[Stored items from a collection]
┌──
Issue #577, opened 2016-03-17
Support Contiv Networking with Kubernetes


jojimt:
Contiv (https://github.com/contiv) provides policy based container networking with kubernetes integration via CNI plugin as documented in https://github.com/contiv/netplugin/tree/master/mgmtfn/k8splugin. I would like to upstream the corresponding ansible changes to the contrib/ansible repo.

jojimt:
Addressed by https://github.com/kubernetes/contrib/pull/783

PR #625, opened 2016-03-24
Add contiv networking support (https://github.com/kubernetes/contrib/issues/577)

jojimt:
└──
┌──
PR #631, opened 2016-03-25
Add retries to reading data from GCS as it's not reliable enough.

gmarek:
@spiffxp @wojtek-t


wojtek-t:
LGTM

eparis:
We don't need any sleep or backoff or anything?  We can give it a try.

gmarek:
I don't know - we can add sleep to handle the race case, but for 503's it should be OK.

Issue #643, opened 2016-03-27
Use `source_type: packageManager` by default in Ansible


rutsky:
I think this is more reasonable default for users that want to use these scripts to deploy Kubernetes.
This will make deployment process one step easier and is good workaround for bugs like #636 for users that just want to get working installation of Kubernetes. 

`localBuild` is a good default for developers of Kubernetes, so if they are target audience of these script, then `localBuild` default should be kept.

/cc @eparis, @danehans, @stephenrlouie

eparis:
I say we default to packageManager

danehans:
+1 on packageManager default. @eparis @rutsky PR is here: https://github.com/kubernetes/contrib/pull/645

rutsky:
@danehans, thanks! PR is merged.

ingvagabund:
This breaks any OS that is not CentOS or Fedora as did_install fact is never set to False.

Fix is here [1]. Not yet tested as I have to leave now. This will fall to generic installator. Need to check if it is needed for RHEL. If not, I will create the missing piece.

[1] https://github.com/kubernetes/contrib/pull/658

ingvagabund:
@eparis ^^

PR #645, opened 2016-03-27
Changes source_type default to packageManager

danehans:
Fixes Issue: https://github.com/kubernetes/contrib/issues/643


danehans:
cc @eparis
└──
┌──
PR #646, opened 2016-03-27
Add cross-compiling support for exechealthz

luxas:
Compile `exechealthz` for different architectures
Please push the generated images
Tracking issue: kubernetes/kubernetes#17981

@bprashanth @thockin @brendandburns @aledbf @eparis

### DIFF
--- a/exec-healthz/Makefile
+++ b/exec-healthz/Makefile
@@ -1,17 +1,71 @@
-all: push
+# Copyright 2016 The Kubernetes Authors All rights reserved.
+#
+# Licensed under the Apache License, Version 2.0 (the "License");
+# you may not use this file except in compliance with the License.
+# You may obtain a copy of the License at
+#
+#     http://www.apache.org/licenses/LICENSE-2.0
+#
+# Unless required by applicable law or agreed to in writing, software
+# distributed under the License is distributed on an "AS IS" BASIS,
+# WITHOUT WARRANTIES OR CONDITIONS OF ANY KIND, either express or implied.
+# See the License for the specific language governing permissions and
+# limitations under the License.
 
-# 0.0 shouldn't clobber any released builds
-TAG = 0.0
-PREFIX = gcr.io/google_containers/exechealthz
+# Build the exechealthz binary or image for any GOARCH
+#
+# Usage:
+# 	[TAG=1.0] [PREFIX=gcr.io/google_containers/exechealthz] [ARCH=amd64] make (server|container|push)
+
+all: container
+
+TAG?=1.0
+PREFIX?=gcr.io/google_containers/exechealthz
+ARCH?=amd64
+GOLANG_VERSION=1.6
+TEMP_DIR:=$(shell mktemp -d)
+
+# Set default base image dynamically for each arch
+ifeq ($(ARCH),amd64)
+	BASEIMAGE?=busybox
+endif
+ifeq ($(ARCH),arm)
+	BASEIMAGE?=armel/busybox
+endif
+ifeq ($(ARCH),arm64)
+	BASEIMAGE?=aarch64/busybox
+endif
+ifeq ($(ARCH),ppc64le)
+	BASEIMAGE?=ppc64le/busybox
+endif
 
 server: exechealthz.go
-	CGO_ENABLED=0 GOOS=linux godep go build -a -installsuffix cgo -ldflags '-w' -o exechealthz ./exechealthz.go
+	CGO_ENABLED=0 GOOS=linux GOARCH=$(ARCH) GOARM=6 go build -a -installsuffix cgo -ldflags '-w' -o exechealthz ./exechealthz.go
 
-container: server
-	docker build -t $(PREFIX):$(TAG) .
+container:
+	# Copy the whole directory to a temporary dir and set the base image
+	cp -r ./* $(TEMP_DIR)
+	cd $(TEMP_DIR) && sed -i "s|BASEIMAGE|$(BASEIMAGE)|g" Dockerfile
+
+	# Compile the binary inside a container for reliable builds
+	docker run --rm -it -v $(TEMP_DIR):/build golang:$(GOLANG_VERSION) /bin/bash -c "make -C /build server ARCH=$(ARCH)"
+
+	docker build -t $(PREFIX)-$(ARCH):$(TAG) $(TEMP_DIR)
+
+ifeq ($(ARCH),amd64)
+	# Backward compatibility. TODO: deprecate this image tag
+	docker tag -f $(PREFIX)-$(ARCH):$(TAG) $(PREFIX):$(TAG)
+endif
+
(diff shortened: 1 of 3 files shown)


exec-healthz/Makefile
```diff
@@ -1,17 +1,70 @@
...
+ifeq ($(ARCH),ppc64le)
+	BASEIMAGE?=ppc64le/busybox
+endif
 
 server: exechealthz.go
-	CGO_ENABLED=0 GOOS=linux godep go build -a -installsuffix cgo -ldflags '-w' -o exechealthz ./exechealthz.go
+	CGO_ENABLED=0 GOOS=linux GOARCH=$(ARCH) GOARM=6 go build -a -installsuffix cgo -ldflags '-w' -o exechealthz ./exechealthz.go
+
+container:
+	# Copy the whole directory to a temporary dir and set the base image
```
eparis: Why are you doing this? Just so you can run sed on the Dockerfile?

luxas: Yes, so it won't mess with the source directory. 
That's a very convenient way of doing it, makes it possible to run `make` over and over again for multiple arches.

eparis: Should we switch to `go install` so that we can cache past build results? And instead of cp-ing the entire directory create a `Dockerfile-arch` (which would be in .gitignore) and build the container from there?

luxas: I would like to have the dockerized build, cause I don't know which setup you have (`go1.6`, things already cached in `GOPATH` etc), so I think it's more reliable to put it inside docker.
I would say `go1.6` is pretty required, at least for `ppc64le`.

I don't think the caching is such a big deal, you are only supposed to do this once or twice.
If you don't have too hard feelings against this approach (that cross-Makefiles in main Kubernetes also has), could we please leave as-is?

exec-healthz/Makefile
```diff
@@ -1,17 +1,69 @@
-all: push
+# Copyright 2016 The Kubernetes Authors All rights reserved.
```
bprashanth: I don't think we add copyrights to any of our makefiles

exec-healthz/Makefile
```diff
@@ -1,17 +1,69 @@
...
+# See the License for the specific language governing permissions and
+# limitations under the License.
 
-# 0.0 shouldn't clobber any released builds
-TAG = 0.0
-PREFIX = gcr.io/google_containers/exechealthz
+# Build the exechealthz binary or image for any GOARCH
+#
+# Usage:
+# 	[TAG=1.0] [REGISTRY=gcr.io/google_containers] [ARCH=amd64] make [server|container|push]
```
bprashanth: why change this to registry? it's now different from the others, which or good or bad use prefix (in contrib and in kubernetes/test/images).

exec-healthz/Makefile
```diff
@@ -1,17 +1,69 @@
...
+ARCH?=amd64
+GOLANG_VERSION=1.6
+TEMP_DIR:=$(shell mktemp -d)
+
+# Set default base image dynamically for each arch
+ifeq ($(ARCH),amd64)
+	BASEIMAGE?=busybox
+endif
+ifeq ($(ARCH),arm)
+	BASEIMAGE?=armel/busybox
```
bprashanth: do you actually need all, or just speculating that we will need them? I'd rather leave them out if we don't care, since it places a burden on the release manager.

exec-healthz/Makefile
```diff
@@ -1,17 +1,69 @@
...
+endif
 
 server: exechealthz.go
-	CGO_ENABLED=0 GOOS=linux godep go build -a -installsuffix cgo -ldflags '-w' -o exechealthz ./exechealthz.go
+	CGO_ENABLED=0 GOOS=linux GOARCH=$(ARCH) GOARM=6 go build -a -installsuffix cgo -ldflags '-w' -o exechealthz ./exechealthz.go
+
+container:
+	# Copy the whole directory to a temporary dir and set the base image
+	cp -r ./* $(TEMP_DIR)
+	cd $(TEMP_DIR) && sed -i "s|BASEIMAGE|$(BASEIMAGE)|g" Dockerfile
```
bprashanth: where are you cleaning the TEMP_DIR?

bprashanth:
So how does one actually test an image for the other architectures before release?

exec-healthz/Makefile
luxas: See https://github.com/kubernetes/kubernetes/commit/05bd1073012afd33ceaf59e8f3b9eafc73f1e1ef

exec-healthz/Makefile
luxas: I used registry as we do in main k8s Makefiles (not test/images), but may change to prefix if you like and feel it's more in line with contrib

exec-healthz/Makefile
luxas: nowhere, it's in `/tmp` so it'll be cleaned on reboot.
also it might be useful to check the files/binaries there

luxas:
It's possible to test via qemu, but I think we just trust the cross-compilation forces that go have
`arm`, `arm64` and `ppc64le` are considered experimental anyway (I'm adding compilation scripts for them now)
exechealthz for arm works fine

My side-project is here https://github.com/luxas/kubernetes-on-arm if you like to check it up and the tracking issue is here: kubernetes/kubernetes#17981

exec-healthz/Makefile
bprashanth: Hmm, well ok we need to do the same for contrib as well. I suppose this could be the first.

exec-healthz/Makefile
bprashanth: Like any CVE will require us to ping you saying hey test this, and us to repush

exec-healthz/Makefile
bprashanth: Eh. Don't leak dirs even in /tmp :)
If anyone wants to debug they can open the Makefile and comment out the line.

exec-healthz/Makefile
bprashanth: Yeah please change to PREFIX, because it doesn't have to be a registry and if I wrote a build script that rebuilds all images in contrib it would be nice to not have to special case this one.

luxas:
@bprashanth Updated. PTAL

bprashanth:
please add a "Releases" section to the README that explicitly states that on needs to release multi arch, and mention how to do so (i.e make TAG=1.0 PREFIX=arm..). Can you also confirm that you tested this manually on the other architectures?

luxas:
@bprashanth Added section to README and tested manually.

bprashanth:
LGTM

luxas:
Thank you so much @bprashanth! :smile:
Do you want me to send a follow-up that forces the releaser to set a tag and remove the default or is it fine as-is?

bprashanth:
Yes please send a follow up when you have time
└──
What the exercise asks: Above are the entries. Output exactly the lines beginning with the line that has "I think this" and ending with the line that has "This will make".

Output of the task:
I think this is more reasonable default for users that want to use these scripts to deploy Kubernetes.
This will make deployment process one step easier and is good workaround for bugs like #636 for users that just want to get working installation of Kubernetes. 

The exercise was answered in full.